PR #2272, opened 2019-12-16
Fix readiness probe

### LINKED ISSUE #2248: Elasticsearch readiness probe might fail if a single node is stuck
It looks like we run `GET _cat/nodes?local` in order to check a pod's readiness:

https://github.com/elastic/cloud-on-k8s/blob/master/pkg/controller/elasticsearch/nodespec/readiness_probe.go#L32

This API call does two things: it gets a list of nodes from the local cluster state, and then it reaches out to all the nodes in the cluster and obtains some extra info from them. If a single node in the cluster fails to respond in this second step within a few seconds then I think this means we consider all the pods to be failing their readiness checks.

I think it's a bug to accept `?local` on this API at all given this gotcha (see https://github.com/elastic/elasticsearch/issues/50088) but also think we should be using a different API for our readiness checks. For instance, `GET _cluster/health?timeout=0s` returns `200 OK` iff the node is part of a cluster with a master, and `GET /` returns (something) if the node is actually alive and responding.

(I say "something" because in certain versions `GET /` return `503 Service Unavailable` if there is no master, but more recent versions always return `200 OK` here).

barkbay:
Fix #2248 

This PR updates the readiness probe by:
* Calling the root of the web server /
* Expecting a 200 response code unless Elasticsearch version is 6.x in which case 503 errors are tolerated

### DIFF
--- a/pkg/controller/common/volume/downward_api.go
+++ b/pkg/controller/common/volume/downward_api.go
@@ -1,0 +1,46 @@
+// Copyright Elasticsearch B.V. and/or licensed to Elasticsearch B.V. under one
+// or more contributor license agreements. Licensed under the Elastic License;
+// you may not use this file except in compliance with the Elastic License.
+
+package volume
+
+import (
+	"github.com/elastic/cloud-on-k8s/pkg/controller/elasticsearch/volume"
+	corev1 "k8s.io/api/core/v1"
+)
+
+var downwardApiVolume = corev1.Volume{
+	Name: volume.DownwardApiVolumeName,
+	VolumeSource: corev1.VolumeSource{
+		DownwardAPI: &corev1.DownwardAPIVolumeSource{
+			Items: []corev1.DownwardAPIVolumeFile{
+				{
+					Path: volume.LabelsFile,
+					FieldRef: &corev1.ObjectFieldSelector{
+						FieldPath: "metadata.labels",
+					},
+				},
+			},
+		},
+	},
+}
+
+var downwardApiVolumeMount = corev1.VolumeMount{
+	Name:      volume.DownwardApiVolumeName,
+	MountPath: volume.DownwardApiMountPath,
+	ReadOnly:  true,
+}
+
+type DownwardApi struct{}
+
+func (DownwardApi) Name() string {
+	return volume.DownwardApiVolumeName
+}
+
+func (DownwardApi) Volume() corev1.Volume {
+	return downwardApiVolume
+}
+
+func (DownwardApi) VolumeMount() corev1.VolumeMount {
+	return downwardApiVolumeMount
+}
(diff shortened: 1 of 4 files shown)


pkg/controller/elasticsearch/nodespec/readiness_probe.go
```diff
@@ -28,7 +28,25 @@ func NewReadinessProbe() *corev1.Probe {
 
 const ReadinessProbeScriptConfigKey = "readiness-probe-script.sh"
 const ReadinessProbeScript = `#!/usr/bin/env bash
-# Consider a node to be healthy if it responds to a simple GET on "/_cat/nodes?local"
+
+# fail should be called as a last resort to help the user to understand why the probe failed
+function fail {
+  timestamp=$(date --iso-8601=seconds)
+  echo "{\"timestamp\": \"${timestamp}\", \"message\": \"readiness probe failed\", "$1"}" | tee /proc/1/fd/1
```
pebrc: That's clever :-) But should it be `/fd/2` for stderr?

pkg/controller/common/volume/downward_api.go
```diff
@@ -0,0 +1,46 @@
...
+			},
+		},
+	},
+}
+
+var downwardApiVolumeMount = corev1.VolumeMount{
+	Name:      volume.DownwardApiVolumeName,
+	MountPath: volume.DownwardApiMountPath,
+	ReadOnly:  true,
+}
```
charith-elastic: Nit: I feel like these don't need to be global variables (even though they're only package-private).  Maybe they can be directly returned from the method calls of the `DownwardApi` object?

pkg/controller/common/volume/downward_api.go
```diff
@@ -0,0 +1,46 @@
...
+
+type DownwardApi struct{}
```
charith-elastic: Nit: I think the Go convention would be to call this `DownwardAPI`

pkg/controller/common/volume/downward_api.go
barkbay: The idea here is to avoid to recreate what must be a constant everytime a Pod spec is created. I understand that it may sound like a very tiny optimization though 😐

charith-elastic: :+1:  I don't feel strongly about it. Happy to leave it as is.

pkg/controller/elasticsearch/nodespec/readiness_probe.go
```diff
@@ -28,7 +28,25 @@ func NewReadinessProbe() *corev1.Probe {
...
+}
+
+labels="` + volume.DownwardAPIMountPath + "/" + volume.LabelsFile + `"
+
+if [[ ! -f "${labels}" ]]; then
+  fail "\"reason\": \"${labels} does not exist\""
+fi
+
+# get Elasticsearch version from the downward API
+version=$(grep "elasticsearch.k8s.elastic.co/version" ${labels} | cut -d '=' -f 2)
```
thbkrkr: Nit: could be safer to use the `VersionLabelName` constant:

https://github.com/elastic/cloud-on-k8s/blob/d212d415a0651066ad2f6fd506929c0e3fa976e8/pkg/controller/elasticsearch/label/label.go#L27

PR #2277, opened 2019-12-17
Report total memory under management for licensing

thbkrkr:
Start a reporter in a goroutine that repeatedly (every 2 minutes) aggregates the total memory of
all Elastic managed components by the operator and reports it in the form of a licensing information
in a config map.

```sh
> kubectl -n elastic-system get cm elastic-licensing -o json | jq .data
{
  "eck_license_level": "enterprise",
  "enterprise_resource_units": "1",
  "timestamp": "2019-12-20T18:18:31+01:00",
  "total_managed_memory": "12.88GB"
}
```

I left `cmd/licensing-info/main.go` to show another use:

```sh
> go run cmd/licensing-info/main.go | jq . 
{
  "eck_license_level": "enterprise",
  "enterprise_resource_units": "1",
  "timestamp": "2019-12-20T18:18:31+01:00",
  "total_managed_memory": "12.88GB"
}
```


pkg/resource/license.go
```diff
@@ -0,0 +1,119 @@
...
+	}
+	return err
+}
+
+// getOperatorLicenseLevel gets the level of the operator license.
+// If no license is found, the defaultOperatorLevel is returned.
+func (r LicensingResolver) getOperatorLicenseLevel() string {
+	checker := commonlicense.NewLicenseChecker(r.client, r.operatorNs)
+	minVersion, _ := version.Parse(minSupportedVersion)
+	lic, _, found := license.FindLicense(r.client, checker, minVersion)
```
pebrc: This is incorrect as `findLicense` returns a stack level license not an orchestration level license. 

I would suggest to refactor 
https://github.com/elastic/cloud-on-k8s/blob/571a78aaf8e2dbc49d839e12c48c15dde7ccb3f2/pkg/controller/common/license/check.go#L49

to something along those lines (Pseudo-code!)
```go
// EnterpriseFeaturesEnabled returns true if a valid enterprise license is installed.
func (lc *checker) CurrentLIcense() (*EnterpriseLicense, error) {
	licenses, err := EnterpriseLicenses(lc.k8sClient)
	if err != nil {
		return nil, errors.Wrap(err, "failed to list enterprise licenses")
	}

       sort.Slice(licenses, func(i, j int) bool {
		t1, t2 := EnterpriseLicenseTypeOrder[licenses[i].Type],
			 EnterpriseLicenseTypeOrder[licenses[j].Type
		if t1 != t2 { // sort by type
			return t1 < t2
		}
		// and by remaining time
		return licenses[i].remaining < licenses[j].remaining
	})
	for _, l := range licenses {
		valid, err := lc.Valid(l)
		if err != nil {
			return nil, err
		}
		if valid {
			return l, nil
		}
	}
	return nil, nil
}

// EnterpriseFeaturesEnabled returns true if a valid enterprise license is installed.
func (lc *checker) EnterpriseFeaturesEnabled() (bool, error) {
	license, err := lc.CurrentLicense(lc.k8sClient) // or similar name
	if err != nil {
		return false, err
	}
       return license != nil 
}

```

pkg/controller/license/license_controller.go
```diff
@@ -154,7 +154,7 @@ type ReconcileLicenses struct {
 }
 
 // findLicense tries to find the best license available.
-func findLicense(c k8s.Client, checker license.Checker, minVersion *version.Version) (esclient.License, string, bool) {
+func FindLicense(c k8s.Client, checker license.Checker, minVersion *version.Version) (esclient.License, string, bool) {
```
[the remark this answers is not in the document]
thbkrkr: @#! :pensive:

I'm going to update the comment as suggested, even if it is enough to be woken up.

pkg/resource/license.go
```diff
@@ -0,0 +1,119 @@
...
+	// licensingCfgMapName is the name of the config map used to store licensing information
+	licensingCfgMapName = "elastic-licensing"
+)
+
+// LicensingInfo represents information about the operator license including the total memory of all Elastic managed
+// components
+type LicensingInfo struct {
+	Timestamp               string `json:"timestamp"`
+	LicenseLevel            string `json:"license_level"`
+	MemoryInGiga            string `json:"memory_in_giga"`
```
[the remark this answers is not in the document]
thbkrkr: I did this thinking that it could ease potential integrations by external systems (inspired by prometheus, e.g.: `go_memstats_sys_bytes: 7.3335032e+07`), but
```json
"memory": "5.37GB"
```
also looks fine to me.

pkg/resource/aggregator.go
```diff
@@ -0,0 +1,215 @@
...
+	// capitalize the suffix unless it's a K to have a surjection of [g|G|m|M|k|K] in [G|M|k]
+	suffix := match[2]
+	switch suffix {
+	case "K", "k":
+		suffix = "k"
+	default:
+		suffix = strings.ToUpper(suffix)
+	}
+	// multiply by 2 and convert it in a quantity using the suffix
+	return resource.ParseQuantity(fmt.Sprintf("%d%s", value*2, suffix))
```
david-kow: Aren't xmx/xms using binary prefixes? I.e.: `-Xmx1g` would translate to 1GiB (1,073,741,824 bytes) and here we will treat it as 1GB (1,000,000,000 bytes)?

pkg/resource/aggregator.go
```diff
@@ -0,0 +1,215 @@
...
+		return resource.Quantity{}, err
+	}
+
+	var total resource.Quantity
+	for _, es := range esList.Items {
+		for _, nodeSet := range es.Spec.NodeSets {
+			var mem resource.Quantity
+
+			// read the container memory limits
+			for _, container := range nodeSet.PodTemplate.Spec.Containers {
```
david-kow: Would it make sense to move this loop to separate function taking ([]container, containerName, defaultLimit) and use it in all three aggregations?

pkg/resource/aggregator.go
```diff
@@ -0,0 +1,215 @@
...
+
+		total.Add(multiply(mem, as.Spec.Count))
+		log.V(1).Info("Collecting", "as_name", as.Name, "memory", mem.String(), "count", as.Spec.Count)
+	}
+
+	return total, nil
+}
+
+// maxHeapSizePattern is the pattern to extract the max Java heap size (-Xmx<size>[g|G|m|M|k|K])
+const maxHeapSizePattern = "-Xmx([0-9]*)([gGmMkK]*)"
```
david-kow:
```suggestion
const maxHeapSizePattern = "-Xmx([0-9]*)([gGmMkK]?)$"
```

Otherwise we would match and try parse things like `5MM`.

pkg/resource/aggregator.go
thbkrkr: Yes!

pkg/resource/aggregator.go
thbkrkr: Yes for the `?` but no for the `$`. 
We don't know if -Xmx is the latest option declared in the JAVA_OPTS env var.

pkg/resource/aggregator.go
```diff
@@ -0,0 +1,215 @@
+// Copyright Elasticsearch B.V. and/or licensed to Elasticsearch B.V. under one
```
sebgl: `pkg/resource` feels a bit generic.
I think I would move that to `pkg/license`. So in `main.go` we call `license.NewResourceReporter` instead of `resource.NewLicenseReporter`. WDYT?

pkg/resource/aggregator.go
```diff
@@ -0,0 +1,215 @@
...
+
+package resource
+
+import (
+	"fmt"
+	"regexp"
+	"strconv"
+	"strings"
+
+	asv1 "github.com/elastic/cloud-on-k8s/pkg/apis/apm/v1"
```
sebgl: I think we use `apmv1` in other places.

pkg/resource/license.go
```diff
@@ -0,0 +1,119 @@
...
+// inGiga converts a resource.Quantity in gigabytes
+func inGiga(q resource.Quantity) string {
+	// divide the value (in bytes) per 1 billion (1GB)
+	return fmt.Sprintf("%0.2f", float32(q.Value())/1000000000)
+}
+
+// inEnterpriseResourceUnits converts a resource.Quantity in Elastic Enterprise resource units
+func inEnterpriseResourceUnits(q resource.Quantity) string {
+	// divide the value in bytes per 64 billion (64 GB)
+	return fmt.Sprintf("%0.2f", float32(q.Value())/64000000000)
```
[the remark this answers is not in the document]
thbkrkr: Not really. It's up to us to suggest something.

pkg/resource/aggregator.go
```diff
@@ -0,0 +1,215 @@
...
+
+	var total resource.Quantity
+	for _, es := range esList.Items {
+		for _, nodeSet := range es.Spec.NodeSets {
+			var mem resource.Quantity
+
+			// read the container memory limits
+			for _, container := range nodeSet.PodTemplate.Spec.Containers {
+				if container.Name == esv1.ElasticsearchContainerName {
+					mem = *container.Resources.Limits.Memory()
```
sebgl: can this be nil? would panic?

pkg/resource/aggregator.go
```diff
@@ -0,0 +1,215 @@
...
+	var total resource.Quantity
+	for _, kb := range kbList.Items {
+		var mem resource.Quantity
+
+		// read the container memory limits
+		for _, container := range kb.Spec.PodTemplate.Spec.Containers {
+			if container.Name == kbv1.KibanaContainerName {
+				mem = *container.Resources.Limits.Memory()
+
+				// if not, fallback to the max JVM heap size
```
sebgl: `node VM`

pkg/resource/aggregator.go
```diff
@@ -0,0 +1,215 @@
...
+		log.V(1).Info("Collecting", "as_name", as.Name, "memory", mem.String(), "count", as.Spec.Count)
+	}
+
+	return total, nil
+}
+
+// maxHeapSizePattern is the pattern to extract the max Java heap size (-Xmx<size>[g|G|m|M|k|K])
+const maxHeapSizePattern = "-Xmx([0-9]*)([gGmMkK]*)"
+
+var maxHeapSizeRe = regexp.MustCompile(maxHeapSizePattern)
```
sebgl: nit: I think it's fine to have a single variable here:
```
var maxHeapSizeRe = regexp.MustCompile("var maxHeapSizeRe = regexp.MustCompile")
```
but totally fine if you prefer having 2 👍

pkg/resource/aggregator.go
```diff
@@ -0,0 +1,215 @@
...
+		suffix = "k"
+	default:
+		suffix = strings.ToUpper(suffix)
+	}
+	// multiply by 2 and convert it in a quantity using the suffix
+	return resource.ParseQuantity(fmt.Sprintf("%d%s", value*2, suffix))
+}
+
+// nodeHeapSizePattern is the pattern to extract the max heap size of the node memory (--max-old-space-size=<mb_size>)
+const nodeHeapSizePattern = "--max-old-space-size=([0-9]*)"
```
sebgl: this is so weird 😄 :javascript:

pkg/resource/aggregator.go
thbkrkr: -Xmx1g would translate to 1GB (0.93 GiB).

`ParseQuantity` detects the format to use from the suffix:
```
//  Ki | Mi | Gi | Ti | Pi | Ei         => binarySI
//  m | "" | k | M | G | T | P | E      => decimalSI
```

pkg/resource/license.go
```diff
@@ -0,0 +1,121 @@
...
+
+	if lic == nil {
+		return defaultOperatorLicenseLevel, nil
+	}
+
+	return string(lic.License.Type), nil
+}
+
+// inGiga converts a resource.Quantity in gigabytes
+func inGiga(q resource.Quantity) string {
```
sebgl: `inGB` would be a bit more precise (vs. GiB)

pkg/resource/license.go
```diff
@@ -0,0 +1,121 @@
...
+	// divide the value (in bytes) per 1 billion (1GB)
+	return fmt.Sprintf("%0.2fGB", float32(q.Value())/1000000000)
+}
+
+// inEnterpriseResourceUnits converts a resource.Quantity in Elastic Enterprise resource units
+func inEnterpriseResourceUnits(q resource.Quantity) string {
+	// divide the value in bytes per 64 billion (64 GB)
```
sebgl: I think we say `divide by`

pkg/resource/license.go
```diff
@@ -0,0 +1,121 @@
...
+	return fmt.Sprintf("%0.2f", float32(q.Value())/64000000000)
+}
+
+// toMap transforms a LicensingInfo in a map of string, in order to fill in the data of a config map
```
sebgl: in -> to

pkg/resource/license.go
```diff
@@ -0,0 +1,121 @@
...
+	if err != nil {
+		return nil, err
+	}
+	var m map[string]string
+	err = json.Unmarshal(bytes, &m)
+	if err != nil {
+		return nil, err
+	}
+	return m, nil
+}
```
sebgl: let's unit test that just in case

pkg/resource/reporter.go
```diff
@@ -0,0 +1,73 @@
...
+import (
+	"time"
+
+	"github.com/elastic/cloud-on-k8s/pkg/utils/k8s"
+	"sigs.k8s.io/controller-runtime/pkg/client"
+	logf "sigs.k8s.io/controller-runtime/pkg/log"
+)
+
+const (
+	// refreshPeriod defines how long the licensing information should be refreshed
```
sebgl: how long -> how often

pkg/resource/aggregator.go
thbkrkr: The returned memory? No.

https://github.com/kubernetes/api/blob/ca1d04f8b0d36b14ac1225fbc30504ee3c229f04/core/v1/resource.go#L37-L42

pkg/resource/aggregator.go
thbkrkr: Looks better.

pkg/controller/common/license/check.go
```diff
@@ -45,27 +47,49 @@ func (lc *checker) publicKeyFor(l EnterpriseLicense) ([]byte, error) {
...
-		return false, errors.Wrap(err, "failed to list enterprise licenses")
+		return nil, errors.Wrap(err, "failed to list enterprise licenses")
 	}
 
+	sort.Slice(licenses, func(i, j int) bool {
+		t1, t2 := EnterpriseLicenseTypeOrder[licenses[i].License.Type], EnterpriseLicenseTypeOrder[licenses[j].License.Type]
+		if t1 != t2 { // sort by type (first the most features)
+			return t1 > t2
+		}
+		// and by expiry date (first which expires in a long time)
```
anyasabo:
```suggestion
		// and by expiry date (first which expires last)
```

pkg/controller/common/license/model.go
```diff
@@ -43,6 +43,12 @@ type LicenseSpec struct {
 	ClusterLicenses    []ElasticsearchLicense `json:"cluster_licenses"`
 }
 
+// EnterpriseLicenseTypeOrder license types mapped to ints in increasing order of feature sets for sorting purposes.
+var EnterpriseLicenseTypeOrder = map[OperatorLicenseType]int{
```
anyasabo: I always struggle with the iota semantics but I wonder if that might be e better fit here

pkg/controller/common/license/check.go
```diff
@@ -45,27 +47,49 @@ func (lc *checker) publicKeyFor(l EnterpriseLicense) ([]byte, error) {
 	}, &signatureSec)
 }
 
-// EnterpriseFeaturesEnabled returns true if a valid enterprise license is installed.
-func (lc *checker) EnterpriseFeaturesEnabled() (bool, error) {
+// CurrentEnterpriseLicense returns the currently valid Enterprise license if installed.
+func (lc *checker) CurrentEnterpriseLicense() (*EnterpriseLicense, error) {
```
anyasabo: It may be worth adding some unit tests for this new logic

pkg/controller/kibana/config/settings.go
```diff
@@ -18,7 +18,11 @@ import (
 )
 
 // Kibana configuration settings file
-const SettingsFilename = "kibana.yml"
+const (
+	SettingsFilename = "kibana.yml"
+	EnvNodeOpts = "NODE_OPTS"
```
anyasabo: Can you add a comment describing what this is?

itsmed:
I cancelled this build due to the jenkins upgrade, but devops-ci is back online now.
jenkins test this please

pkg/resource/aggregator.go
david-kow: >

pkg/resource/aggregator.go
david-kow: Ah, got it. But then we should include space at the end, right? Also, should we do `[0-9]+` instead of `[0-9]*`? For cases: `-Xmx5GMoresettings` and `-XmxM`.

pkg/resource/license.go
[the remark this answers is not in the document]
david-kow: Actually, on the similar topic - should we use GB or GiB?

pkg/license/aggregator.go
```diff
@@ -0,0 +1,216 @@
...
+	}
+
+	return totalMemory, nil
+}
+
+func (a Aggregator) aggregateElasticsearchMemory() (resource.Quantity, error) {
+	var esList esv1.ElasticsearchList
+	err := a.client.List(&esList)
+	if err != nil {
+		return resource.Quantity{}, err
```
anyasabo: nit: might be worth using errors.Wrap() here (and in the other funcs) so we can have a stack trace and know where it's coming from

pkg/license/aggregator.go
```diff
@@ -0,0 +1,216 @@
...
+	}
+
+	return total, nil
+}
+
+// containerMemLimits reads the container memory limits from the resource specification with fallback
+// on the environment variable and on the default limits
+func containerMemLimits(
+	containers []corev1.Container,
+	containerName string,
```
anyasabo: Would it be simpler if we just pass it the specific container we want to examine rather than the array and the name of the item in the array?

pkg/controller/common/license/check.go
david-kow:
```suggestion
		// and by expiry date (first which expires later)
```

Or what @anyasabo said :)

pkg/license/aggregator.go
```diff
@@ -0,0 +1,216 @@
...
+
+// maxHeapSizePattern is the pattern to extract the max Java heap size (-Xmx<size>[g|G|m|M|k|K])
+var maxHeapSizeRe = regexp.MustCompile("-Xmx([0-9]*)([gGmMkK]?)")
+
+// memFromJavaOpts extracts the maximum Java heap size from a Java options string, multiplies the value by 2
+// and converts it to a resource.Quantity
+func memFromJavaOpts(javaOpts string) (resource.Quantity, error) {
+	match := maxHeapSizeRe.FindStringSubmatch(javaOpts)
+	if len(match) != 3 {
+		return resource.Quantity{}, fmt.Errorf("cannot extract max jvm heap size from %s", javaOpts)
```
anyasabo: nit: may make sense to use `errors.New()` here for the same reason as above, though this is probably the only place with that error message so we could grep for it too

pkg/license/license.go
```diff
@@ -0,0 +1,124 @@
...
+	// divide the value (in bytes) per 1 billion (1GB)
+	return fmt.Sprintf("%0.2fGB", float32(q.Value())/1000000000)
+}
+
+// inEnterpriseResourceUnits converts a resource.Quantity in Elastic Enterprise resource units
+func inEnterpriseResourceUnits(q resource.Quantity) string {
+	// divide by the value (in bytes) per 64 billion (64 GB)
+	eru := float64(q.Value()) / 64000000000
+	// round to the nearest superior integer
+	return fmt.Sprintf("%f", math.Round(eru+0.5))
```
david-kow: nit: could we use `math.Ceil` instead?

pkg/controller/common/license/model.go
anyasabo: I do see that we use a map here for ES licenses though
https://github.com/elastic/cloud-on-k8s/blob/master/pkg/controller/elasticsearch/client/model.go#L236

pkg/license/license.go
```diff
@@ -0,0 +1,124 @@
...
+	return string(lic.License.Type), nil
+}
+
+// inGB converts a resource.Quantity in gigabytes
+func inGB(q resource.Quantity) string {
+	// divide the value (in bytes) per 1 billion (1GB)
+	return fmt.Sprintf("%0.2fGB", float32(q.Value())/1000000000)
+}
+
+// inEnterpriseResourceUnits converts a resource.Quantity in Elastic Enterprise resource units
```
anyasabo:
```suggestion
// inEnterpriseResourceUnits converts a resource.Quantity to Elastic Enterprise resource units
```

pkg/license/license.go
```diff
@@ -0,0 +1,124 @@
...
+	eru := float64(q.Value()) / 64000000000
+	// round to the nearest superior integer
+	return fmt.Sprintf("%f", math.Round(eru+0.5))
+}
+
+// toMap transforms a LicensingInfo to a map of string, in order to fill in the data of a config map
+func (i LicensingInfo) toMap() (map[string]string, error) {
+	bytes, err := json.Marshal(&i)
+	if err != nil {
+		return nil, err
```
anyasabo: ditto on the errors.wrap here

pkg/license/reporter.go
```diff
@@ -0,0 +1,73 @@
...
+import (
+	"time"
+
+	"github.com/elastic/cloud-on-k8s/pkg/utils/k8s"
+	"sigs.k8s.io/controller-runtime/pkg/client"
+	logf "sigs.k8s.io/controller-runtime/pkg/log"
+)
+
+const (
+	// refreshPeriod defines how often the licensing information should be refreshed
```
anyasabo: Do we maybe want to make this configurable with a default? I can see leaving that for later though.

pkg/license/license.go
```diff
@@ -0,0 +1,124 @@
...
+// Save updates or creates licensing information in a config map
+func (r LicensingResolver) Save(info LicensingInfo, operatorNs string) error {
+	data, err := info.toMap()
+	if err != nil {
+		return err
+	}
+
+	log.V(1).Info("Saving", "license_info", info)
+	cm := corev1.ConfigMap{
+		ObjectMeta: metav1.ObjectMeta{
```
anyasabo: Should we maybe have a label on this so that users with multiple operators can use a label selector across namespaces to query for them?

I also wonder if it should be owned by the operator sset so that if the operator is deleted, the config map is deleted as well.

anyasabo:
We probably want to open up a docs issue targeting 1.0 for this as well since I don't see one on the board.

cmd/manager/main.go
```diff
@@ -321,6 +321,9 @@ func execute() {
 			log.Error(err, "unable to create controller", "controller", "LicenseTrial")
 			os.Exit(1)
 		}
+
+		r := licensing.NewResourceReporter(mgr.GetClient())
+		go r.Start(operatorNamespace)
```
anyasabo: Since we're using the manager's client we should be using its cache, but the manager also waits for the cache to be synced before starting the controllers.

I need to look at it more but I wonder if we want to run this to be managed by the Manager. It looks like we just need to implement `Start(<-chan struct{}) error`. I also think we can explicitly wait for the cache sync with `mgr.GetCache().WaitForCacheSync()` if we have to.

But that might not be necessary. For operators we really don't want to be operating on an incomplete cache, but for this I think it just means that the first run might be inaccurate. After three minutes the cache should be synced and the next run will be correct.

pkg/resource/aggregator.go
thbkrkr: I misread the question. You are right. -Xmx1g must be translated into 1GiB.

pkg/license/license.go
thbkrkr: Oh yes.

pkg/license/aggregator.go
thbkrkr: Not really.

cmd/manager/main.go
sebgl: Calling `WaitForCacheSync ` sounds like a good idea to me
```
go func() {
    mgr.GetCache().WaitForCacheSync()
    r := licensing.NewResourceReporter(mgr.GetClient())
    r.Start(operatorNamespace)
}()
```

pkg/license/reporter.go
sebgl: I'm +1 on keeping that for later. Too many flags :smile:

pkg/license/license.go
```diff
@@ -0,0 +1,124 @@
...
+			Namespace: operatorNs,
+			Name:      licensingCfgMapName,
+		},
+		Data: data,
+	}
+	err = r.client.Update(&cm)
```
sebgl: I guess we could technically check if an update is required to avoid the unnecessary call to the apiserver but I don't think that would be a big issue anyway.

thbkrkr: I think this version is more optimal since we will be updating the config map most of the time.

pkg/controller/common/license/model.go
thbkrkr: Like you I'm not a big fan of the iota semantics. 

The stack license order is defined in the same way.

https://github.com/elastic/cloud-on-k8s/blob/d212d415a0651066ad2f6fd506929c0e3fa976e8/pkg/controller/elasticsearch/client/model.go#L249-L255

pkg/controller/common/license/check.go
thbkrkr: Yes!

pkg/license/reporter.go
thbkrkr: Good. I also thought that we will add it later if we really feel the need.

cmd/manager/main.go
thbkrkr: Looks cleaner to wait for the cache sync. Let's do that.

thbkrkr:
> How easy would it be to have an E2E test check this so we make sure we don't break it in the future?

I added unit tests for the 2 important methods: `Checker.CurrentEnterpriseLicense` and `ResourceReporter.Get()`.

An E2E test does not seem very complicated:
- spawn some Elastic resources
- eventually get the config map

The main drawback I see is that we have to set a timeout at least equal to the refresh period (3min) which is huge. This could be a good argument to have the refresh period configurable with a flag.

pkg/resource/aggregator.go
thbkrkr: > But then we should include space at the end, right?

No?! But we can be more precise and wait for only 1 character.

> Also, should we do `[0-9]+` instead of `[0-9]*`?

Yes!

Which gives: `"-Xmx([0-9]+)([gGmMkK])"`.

● What is required: Across the data above, how many lines contain the string "Calling"? Reply with the number and nothing else.

● Solution: 2